Remarquons qu’un des leitmotiv du discours contemporain sur l’amour porte sur l’obstacle, le poids, l’oppression que constitue le patriarcat dans les relations amoureuses. Paradoxalement, dans une civilisation où tous les semblants de la tradition patriarcale sont pulvérisés, il y a comme une convocation des signifiants du père, un appel au signifiant du père. Dans son dernier ouvrage, Réinventer l’amour [7], Mona Chollet soutient que le patriarcat constitue l’obstacle majeur à la réalisation d’un amour digne hétérosexuel. De fait, ce n’est pas du père – celui castré de l’hystérique – dont parle la tendance dominante du néoféminisme, mais du phallus. C’est comme si, dans le lien amoureux dont elle parle, les femmes rencontraient l’Homme avec un H opposé à la Femme avec un F. Or, comme l’écrit Anaëlle Lebovits-Quenehen : « S’il n’y a pas plus de définition de la femme qu’il n’y a d’essence de la femme, c’est que les femmes, en ce point où le féminin les habite, ne coïncident pas avec elles-mêmes. » [8]
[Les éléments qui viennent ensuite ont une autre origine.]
PR #63, opened 2026-09-10
Let the admin add house rules to the extraction prompt, and give Settings tabs

buldezir:
## Extra extraction rules

The extraction system prompt was a fixed string literal, and the only part of it an admin could vary was the result language. Everything else — how to pick a title, which correspondent to prefer, what to tag — was baked in, so an operator who wanted *"treat Rechnung as the document type Invoice"* had to fork.

`app_settings` gains **`extraction_rules`**: up to 4000 characters, appended to the built-in prompt. Empty (the default) leaves the prompt byte-for-byte what it was.

It is an addition, not a replacement — the prompt's field list is coupled to `models.ExtractedMetadata`, and the catalog blocks are what make correspondent/type reuse and dedup work, so both stay. The rules land after those catalog blocks and **before** the closing `document_date` / no-markdown block: the format instructions a model follows best are the ones it read last, and a house rule is not entitled to loosen the JSON contract. The block says so, and unlike the catalog it is not labelled untrusted — only an admin can write it, through a route behind `bindAdmin`.

Tenant-owned, like `processing_result_language` and `always_require_review`: out of `touchesManaged()`, so a managed instance keeps it. No env var — this is a Settings choice, not a boot secret. `ExtractMetadata` logs the length as `rule_chars`, so "why did this document come out like that" has an answer in the log without the operator's own text ending up there.

`NewExtractor` took the new argument; `NewOpenAIClient` did not. That constructor is shared with chat, search, the splitter and LLM OCR — five callers and ~20 test call sites that already pass two empty strings for extraction-only fields — and `NewExtractor` has exactly one caller, so it sets the field on the client it builds.

## Settings tabs

`routes/settings.tsx` was 966 lines rendering six sections stacked on one screen, sharing one `<form id="app-settings">` with five Save buttons attached to it by id — each of which saved every field on the page. One more field made that worse, not better.

Settings is now a shell with one tab per section, on real paths, which is what `/upload` and `/import` already do:

| Path | Tab |
| --- | --- |
| `/settings` | Appearance |
| `/settings/ai` | Providers + Models |
| `/settings/processing` | timeouts, languages, extraction rules, review policy |
| `/settings/worker` | job timeout, retries |
| `/settings/duplicates` | detection, threshold |

Appearance sits on `/settings` itself, the way Files sits on `/upload`, so existing links to `/settings` still land somewhere sensible.

A form can no longer span sibling routes — and the AI tab has a provider form of its own, which would have nested — so each tab owns its form and PATCHes only its own fields. Every field in `settingsPatchRequest` is already a pointer where nil means "keep what is stored", so this needed no API change, and it deleted two things: `FORM_ID` with its scattered `form={FORM_ID}` attributes, and the `...(aiEditable ? {...} : {})` spread that kept a managed instance from naming fields it would be refused.

**Behaviour change:** Save under Processing no longer writes your edits on the Worker tab. That is the readable behaviour; the old Save quietly wrote five sections at once.

Shared plumbing is one hook, `useSettingsForm`, on the existing `useAsync` — no React context, of which this codebase has none. The providers list and drawer moved to `components/settings/ProvidersBlock.tsx`, so the largest file here is now ~280 lines. `tabClassName` was already copy-pasted in `upload.tsx` and `import.tsx`; a third copy is where it belongs in `components/ui.tsx`, and all three import it.

## Always require review

Moved to the top of the Processing tab, in a bordered panel with a larger accented checkbox. It is the only setting there that decides where a finished document goes, and as small muted text at the foot of a two-column grid it was the easiest thing on the page to miss.

## Verification

`./scripts/test-all.sh` — all stages pass (143 browser tests, API e2e, unit tests, frontend/docs builds).

E2E for both halves is on the matching **`lemmary-dev`** branch `worktree-extraction-prompt-customize`, pushed first: tab-aware `openSettings`, the layout assertions rewritten off the single page, three new specs (each tab reachable by URL with one Save; a tab's PATCH carries only its own fields; the rules field round-trips), and `TestAppSettingsExtractionRules`.


buldezir:
Both fixed in d5cf4d44.

**1. AI / Duplicates tabs lying while meta is in flight** — a real bug, and the distinction you drew is the right one: `aiManaged !== false` is correct for deciding what to *offer* (unknown and failed both have to read as managed, or a Save sends fields the server refuses), but these tabs go further and *state* who owns the settings.

`useAppMeta` now also answers `metaLoaded`, separating "not answered yet" from the two answers that both read as managed. `getAppMeta` resolves with its fallback rather than rejecting, so `data !== null` covers a failed request too — it answered, and the answer is unknown. The two tabs wait on that before naming an owner; the `aiManaged !== false` decision is unchanged, so a failed fetch still gets the notice rather than the fields.

No test for it: the frontend has no jsdom or testing-library, and a Playwright spec cannot reliably observe a single render frame.

**2. Per-document prompt attribution** — this was on my deferred list, and you're right that it shouldn't have been. The point isn't that the record is incomplete, it's that it became wrong: `extraction_prompt_version` exists to trace metadata back to a prompt, and rules change the prompt while the version stays `v1`, so a run recorded under it names a prompt nobody can reconstruct.

`ai.ExtractionPromptFingerprint` appends a short digest of the rules — `v1` with none set, `v1+rules.<6 hex>` with any. Enough to tell one rule set from another in the step tooltip, which is all it is for; not a checksum anyone verifies. No rules means the bare version, so existing runs and every instance that sets none read exactly as before, and `PromptVersion` is a string in the `step_runs` blob, so no migration.

**3. The untested wiring** — closed in-tree, since you're right that overlay-only coverage leaves each of these one omitted line from a silent miss:

- `migrations`: the round-trip test now also loads the config off the app — the record is only worth anything if the settings the extractor is built from carry it.
- `appapi`: `settingsResponseFromConfig` hands the rules back, so a stored value can't be one the Settings page never shows.
- `worker`: a new `step_runs_test.go` pins the fingerprint onto the extraction step, beside the embedding step's existing test for the same function.

Docs no longer describe `EXTRACTION_PROMPT_VERSION` as the whole of what gets recorded. `./scripts/test-all.sh` passes: 143 browser tests, API e2e, unit tests, frontend and docs builds.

La critique de Lacan de l’amour du père freudien est bien plus subversive, car elle conduit à une autre conception de l’amour que l’amour idéalisé pour le père, précisément à partir de la jouissance féminine et du pas-tout. C’est une conception phallocentrée de l’amour du père qui guidait Freud. Or, l’amour du père côté femme fait apparaître pour Lacan une dissymétrie : il s’agit notamment d’être aimée du père dans sa particularité et non à l’égal des autres. N’est-ce pas la manière dont Lacan définit l’amour dans son premier Séminaire ? Il distingue, de la captation imaginaire, de l’illusion de l’amour de ne faire qu’un, le don actif de l’amour, qui vise l’au-delà de la satisfaction par un objet. Quelle forme cela prend-il ? L’amour exige, aussi loin que possible, la « complète subversion du sujet dans une particularité », avec ce que cette particularité peut avoir d’impensable, d’opaque : « On veut être aimé pour tout – pas seulement pour son moi, comme le dit Descartes, mais pour la couleur de ses cheveux, pour ses manies, ses faiblesses, pour tout. » [9] Inversement et aussi bien à cause de cela, le don actif de l’amour vise l’autre, dans son être.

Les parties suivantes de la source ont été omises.